National Zoo/Devin Murphy

A cartoonish, mascot version of William Howard Taft, the 27th president of the United States, made his debut to Washington Nationals fans packed inside the Walter E. Washington Convention Center today. Taft was introduced as the fifth competitor in the Nationals’ fourth-inning Presidents Races, joining representations of George Washington, Thomas Jefferson, Abraham Lincoln, and the no-longer-long-suffering Theodore Roosevelt.

But the addition of Taft as the first non-Mount Rushmore president into the Nats’ daily sideshow came with a chunky historical inaccuracy: the team staff member wearing the Taft costume was quite slim, and there appeared to be no sign of any extra padding around the torso. Taft, as even the laziest students of U.S. history will recall, was the fattest person to ever occupy the White House, and perhaps no bit of presidential apocrypha is more famous than an incident in which the 300-plus-pound Ohioan got stuck in a bathtub.

Absent heft aside, the Nationals billed Taft—or “Bill,” as he’ll be called alongside George, Tom, Abe, and Teddy—as a natural choice. Not only did he succeed Roosevelt as president, he was the first president to throw a ceremonial first pitch at a Major League Baseball game with a lob from the Griffith Stadium grandstand before the first game of the Washington Senators’ 1910 season.

Fans at NatsFest seemed to take it in stride, even if the Nationals went against the advice offered by a DCist poll last season when rumors of a fifth racing president started to bubble up. In that two-round survey, fans ultimately chose Franklin Delano Roosevelt to join the pack, which would have prodded the Nats to get creative about the 32nd president’s use of a wheelchair. In fact, Taft finished in the middle of the pack in the first round of voting; he edged out Martin Van Buren, but still finished a few votes shy of Kang.
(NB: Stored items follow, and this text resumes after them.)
PR #44, opened 2015-01-30
add check method for ean8, ean13 and upc

chafique-delli:
add check method for ean8, ean13 and upc

### DIFF
--- a/product_gtin/product_gtin.py
+++ b/product_gtin/product_gtin.py
@@ -124,7 +124,8 @@ class product_product(orm.Model):
             "http://en.wikipedia.org/wiki/Global_Trade_Item_Number"),
     }
 
-    _constraints = [(_check_ean_key, 'Error: Invalid EAN/GTIN code', ['ean13'])]
+    _constraints = [(_check_ean_key,
+                     'Error: Invalid EAN/GTIN code', ['ean13'])]
 
 
 class product_packaging(orm.Model):
--- a/product_gtin/product_gtin.py
+++ b/product_gtin/product_gtin.py
@@ -96,7 +96,7 @@ DICT_CHECK_EAN = {8: check_ean8,
 def check_ean(eancode):
     if not eancode:
         return True
-    if not len(eancode) in [8, 11, 12, 13, 14]:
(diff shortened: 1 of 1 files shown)


product_gtin/product_gtin.py
```diff
@@ -37,6 +37,53 @@ def check_ean(eancode):
...
+        check = check_ean8(eancode)
+    if len(eancode) == 11:
+        check = check_ean11(eancode)
+    if len(eancode) == 12:
+        check = check_upc(eancode)
+    if len(eancode) == 13:
+        check = check_ean13(eancode)
+    if len(eancode) == 14:
+        check = check_gtin14(eancode)
+    return check
```
rvalyi: Hello, I think at bare minimum you should use elif instead of just if. Or eventually some kind of dynamic dispatch such as http://stackoverflow.com/questions/11479816/what-is-the-python-equivalent-for-a-case-switch-statement as there is no case switch in Python.

pedrobaeza: Or better yet:

```
check_func = getattr(self, 'check_ean_%s' %len(eancode), None)
if check_func:
    return check_func(eancode)
return False
```

And you will have to make homogeneus all method names (check_ean or check_gtin, what you want).

bealdav:
:+1:

rvalyi:
in fact Pedro suggestion was better I believe https://github.com/OCA/product-attribute/pull/44#discussion_r23855973
But that's ok for me now :+1:

product_gtin/product_gtin.py
```diff
@@ -53,6 +77,34 @@ def check_ean(eancode):
...
+                  12: check_upc,
+                  13: check_ean13,
+                  14: check_gtin14,
+                  }
+
+
+def check_ean(eancode):
+    if not eancode:
+        return True
+    if not len(eancode) in [8, 11, 12, 13, 14]:
```
lmignon: in DICT_CHECK_EAN

bealdav:
seems to be ok for merge, thanks chafique :+1:

PR #1949, opened 2025-04-09
[17.0][FIX] product_supplierinfo_for_customer: ensure partner context.

Qlasta:
partner context passed from view not always present.

**Description**
If sale order Pricelist type `partner`,  `price_unit` of sale order line is calculated using partner context passed in the view (https://github.com/odoo/odoo/blob/17.0/addons/sale/views/sale_order_views.xml#L520-L526).
However context is lost if price computation is triggered again from backend (e.g. when updating quantities) and it sets `list price`, but not `product.customerinfo` price.

**Current Behaviour**
When pricelist type is "Partner Prices on the product form", unit price in sale order line sometimes is set from list price not from customer info. Example by updating product quantity a few times in sale order line.

**Expected Behavior**
When pricelist type is "Partner Prices on the product form", unit price in sale order line is always set from customer info.

**Proposed implementation**
extend `_get_product_price_context` and update context by adding `partner_id` from sale order.

### DIFF
--- a/product_supplierinfo_for_customer/__manifest__.py
+++ b/product_supplierinfo_for_customer/__manifest__.py
@@ -13,7 +13,7 @@
     "category": "Sales Management",
     "license": "AGPL-3",
     "maintainers": ["luisg123v"],
-    "depends": ["product"],
+    "depends": ["sale"],
     "data": [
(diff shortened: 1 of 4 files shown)


Qlasta:
wrong module

PR #1952, opened 2025-04-17
[FIX] [18.0] product_state: inefficient post_install_hook

PieterPaulussen:
With databases containing a large set of products, the post install hook which populates the values in the database for existing products was inefficient. The ORM could not handle this dataset. Instead, we should use direct SQL to set the appropriate values directly.


bosd:
Can you please fix pre-commit?

PR #1953, opened 2025-04-21
[17.0][ADD] product_attribute_auto_add: module add

Bearnard21:
This module saves time by automatically managing product attribute values. 
When you add a new value to an attribute, the system automatically adds a new attribute value to all relevant products.

How it works:
1. You add a new value to an existing attribute
2. The system automatically adds this value to all products using this attribute


GabbasovDinar (approved):

geomer198 (approved):
LGTM

product_attribute_auto_add/models/product_attribute.py
```diff
@@ -0,0 +1,17 @@
...
+
+
+from odoo import fields, models
+
+
+class ProductAttribute(models.Model):
+    _inherit = "product.attribute"
+
+    attribute_line_auto_add = fields.Boolean(
+        string="Auto-Create Variants",
```
rousseldenis: I think this string is not correct as it won't create variant automatically (as it depends on `create_variant` configuration - https://github.com/odoo/odoo/blob/17.0/addons/product/models/product_attribute.py#L23)

product_attribute_auto_add/models/product_attribute_value.py
```diff
@@ -0,0 +1,41 @@
...
+            recordset: The newly created attribute values.
+        """
+        results = super().create(vals_list)
+        attribute_line_obj = self.env["product.template.attribute.line"]
+        auto_add_map = defaultdict(results.browse)
+        for record in results.filtered("attribute_id.attribute_line_auto_add"):
+            auto_add_map[record.attribute_id] |= record
+
+        for attribute, values in auto_add_map.items():
+            lines = attribute_line_obj.search(
```
rousseldenis: This should be changed. You should do the search in another manner to do a global search and then in the iteration, filter the result recordset to improve performances.

rousseldenis (commented):
Some comments.

I have a concern about this. How do you manage products that does not have a particular attribute value ?

Aldeigja (approved):
Functional LGTM

Bearnard21:
@rousseldenis The code has been updated, please take a look.

Bearnard21:
@JavierGalera8
@rvalyi
@rousseldenis

Could you please take a look at the PR

rousseldenis:
> I have a concern about this. How do you manage products that does not have a particular attribute value ?

@mike-cetmix You didn't answered this. :sweat_smile:

GabbasovDinar:
@rousseldenis Hello,

I've added a new setting to the product template to allow disabling the automatic addition of attribute values.
The documentation has also been updated to reflect this change.
Please have a look when you have a moment.

ivs-cetmix:
Hello @rousseldenis could you please check the latest updates?

rousseldenis (approved):

PR #1954, opened 2025-04-22
[16.0][IMP] product_get_price_helper: improve performance

thienvh332:
### Result
Test results before and after change:
- Step 1: get the server action trick ready and time a call with a list of about 100 products
  - Time duration: **0.5092663764953613** seconds
  - sql_count: **462**
  - entry_count: **499**
- Step 2: fix the implementation of _get_price() to have it run efficiently on multiple products (**This PR**)
- Step 3: use the server action trick again to time the call on the same set of products as in step 1 and report back the improvement
  -  Time duration: **0.04854106903076172** seconds
  - sql_count: **26**
  - entry_count: **33**

==> **Execution time is expected to improve by ~10x with this change.**

### Notes:
- The test data is newly created based on the local  source. In practice it will take longer to execute due to the complexity of the data.

### DIFF
--- a/product_get_price_helper/models/product_product.py
+++ b/product_get_price_helper/models/product_product.py
@@ -25,7 +25,7 @@ class ProductProduct(models.Model):
         :param company:     Optional.
         :param date:        Optional.
 
-        :returns: dict with the following keys:
+        :returns: A dictionary where keys are product IDs and values are dictionaries with:
 
             <value>                 The product unitary price
             <tax_included>          True if product taxes are included in <price>.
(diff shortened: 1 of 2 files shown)


santostelmo (approved):

simahawk:
pls rewrite the commit msg to include the module name. The explanation of what you have done (eg: compute in batches) goes into the description of the commit.

thienvh332:
> pls rewrite the commit msg to include the module name. The explanation of what you have done (eg: compute in batches) goes into the description of the commit.

My bad, thanks for the reminder.
I've updated it.

simahawk (approved):

PR #1956, opened 2025-04-24
[FIX] product_dimension: product volume conversion support freedom units

gabe-grinspan:
I encountered an issue with the following flow when both the product_dimension and product_logistics_uom modules are installed:
1. Set system-wide dimensions to imperial UOMs (ft, ft^3, lbs)
2. Go to a product and set dimensions
3. The volume is locked as a meters^3 value regardless of the volume set

To solve this I am multiplying the value from the product lengths, converting to meters, then convert to m^3 and then back to the UOM set on the product volume. This should support all configurations, especially those with American leanings.

### DIFF
--- a/product_dimension/models/product_product.py
+++ b/product_dimension/models/product_product.py
@@ -16,7 +16,9 @@ class ProductProduct(models.Model):
         "Dimensional UoM",
         domain=lambda self: self._get_dimension_uom_domain(),
         help="UoM for length, height, width",
-        default=lambda self: self.env.ref("uom.product_uom_meter"),
+        default=lambda self: self.env[
+            "product.template"
+        ]._get_length_uom_id_from_ir_config_parameter(),
     )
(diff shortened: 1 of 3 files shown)


gabriel-grinspan:
@rousseldenis can you or someone else review?

gabe-grinspan:
@rousseldenis @pedrobaeza
I discovered a bug in the code for `product_logistics_uom` that seems to have been there since v16. I went ahead and updated my commit to also fix that issue, as part of the purpose of this was to enhance compatibility between the two modules. Please have someone review.

Also the tests failing are not related to my changes.

gabe-grinspan:
@hparfr @simahawk @ValentinVinagre @HaraldPanten @luis-ron
Can someone please review this?

rousseldenis:
@gabe-grinspan Could you add a test to highlight the problem ? Thanks

PR #1961, opened 2025-04-25
Explain what the module is not

zeroheure:
"code" content is not a shortcut


rousseldenis:
@zeroheure You should explain a little bit more.

As I see, a search has been added in views: https://github.com/OCA/product-attribute/blob/18.0/product_category_code/views/product_category.xml#L22

PR #1965, opened 2025-04-30
[FIX] 18.0 product_status: re-align template and variant form view

PieterPaulussen:
This is the template view prior to the changes:
image
You can clearly see that the information groups for e-commerce are split and that the product status group has been glued to the left side of the form.

This is a screenshot of the result:
image
The product status group has been moved to its own page and now presents itself consistently without breaking the other information groups.


PieterPaulussen:
@pedrobaeza a review would be nice. Or a merge even better🙂

pedrobaeza:
I'm not using this module, sorry.

PR #1969, opened 2025-05-07
[18.0][MIG] product_route_mto

jbaudoux:
Depends on:
* https://github.com/OCA/stock-logistics-warehouse/pull/2330

cc @sebalix @rousseldenis

PR #1970, opened 2025-05-07
[18.0][MIG] product_variant_route_mto (was stock_product_variant_mto)

jbaudoux:
[MOD] I forbid to set a variant as non MTO when the product is MTO as this is confusing. You can only set a variant as MTO when the product is not MTO ( cc @Highcooley )

Depends on:
* https://github.com/OCA/stock-logistics-warehouse/pull/2330
* https://github.com/OCA/product-attribute/pull/1969

Replaces: (I moved fixes from the migration commit into a separate commit) 
* https://github.com/OCA/product-attribute/pull/1879

cc @sebalix @simahawk @grindtildeath


product_variant_route_mto/models/product_template.py
```diff
@@ -7,33 +8,46 @@
 class ProductTemplate(models.Model):
     _inherit = "product.template"
 
-    def write(self, values):
-        if "route_ids" not in values:
+    def dis_write(self, values):
```
jbaudoux: FIXME: test this can be dropped

product_variant_route_mto/__manifest__.py
```diff
@@ -9,10 +10,10 @@
     "category": "Inventory",
     "website": "https://github.com/OCA/product-attribute",
     "author": "Camptocamp SA, Odoo Community Association (OCA)",
-    "maintainers": ["mmequignon"],
+    "maintainers": ["mmequignon", "jbaudoux"],
     "license": "AGPL-3",
     "installable": True,
     "auto_install": False,
-    "depends": ["stock"],
+    "depends": ["product_route_mto"],
```
sebalix, line 17: Nitpick: your commit message should be `rely on product_route_mto` (which rely itself on `stock_route_mto`)

jbaudoux: updated commit msg

sebalix (approved):

simahawk (approved):

PR #1979, opened 2025-05-16
[18.0][ADD] product_category_name_translatable

JordiMForgeFlow:


MarinaAForgeFlow (approved):
LGTM

LauraCForgeFlow (approved):

AaronHForgeFlow (approved):
LGTM!

AndreuOForgeFlow (approved):

rvalyi (approved):

rousseldenis:
@JordiMForgeFlow Could you explain how you manage that case : https://github.com/odoo/odoo/pull/36717

(the reason Odoo removed the translated field)

Thanks!

JordiMForgeFlow:
@rousseldenis indeed I did not know about this limitation. Nonetheless, it may not be a problem if there is no important usage of complete_name and the customer is aware of it. What we could do is to update the README to put a warning about this, WDYT?

rousseldenis:
> @rousseldenis indeed I did not know about this limitation. Nonetheless, it may not be a problem if there is no important usage of complete_name and the customer is aware of it. What we could do is to update the README to put a warning about this, WDYT?

Yes, should be great

PR #1985, opened 2025-05-26
[16.0][IMP] product_pricelist_margin computation - allow pricelist item margin simulation

santostelmo:
The following refactoring is proposed:
- The price is based on the computation applied from the current pricelist item. This allows the user to make price simulations while editing the pricelist item.

### DIFF
--- a/product_pricelist_margin/models/product_pricelist_item.py
+++ b/product_pricelist_margin/models/product_pricelist_item.py
@@ -2,7 +2,7 @@
 # License AGPL-3.0 or later (https://www.gnu.org/licenses/agpl).
 
 from odoo import api, fields, models
-from odoo.tools.float_utils import float_is_zero
+from odoo.tools.float_utils import float_is_zero, float_round
 
 
 class ProductPricelistItem(models.Model):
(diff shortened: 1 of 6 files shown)


legalsylvain:
Hi. Sorry i dont see the relation between your description (par + message commit) and the changes in the code.

santostelmo:
> Hi. Sorry i dont see the relation between your description (par + message commit) and the changes in the code.

Hi @legalsylvain, sorry I probably didn't clearly express my intention

What I mean is that in the previous development, price was computed assuming all the rules of current pricelist by calling `_compute_price_rule`. This implementation does not allow price simulations based on the current item. That happens for example when you add a new item with fixed price for a product already present in the current pricelist.

Consider the following usecase covered by `test_margin_with_fixed_price_computation`
Before:
1. Set product P1 cost = 20
2. Add pricelist item for P1 with fixed_price = 35 => Margin: 35 - 20 = 15 ✅
3. Add another pricelist item for P1 with fixed price = 30 => Margin: **35**-20 = 15 ❌
This is wrong because `_compute_price_rule` always consider [the rule from point 2 ](https://github.com/odoo/odoo/blob/2aa58419605b112f46570a4f7d1f533415937c40/addons/product/models/product_pricelist.py#L154)with a fixed price of 35.

With this implementation
1. Product P1 cost = 20
2. Add pricelist item for P1 with fixed price = 35 => Margin: 35 - 20 = 15 ✅
3. Add another pricelist item for P1 with fixed price = 30 => **Margin: **30**-20 = 10** ✅
Now the pricelist item margin simulation is correct

santostelmo:
@nguyenminhchien could you please have a look into this PR ?

nguyenminhchien (approved):
Lgtm

gurneyalex (approved):

product_pricelist_margin/models/product_pricelist_item.py
```diff
@@ -70,6 +74,7 @@ def _compute_margin(self):
             )
 
             item.margin = price_vat_excl - cost
-            item.margin_percent = (
-                price_vat_excl and (item.margin / price_vat_excl) * 100
+            item.margin_percent = float_round(
+                price_vat_excl and (item.margin / price_vat_excl) * 100,
+                self.env["decimal.precision"].precision_get("Product Unit of Measure"),
```
legalsylvain, line 79: Please dont use precision in computation. It is not overloadable. 

(Odoo core doesn't use such precision for Margin. 

https://github.com/odoo/odoo/blob/18.0/addons/sale_margin/models/sale_order_line.py)

legalsylvain (commented):
Sorry i forgot to confirm a review.

PR #1995, opened 2025-06-06
adding product cost and logic

shimemuleymges:


product_abc_classification_sale_stock/models/abc_classification_profile.py
```diff
@@ -129,13 +215,8 @@ def _get_data(self, from_date=None):
         customer_location_ids = (
             self.env["stock.location"].search([("usage", "=", "customer")]).ids
         )
-        # Collect all the product linked to the profile to be sure to provide
```
lmignon, line 132: Why do you remove these useful comments?

lmignon (changes requested):
Thank you for the proposal. IMO this new profile must got into a dedicated addon to ease the maintenance.

rousseldenis:
Hi @shimemuleymges. Thanks for this.

IMHO, too much changes here.

Don't rename metthods attributes, no value added.

For me, cost behavior should be done in another module.

shimemuleymges:
Ok I will create custom module and inherite

PR #1686, opened 2024-07-16
[17.0][MIG] product_abc_classification: Migration to 17.0

fgaviiria:

PR #2007, opened 2025-06-27
[17.0][MIG] product_abc_classification: Migration to 17.0

anothingguy:
supersedes https://github.com/OCA/product-attribute/pull/1686


giarve:
When duplicating a classification profile I get:

"The operation cannot be completed: Profile name must be unique"

maybe is also for lower versions. If you could create a separate commit overriding "def copy" for abc.profile that adds (copy) to the previous name, it could be backported or already fixed in this version

anothingguy:
added copy function and re-run pre-commit in separate commit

Still, the Taft mascot entered to applause and laughter, especially when the Roosevelt mascot walked out on stage.

“Whatever,” Nationals right fielder Jayson Werth said with a shrug. When told by another reporter that one fan had suggested that a (presumably) roly-poly Taft character could only win the dash around the warning track if Werth tackled the other four racers, he did not rule out the possibility. “It’s happened before.”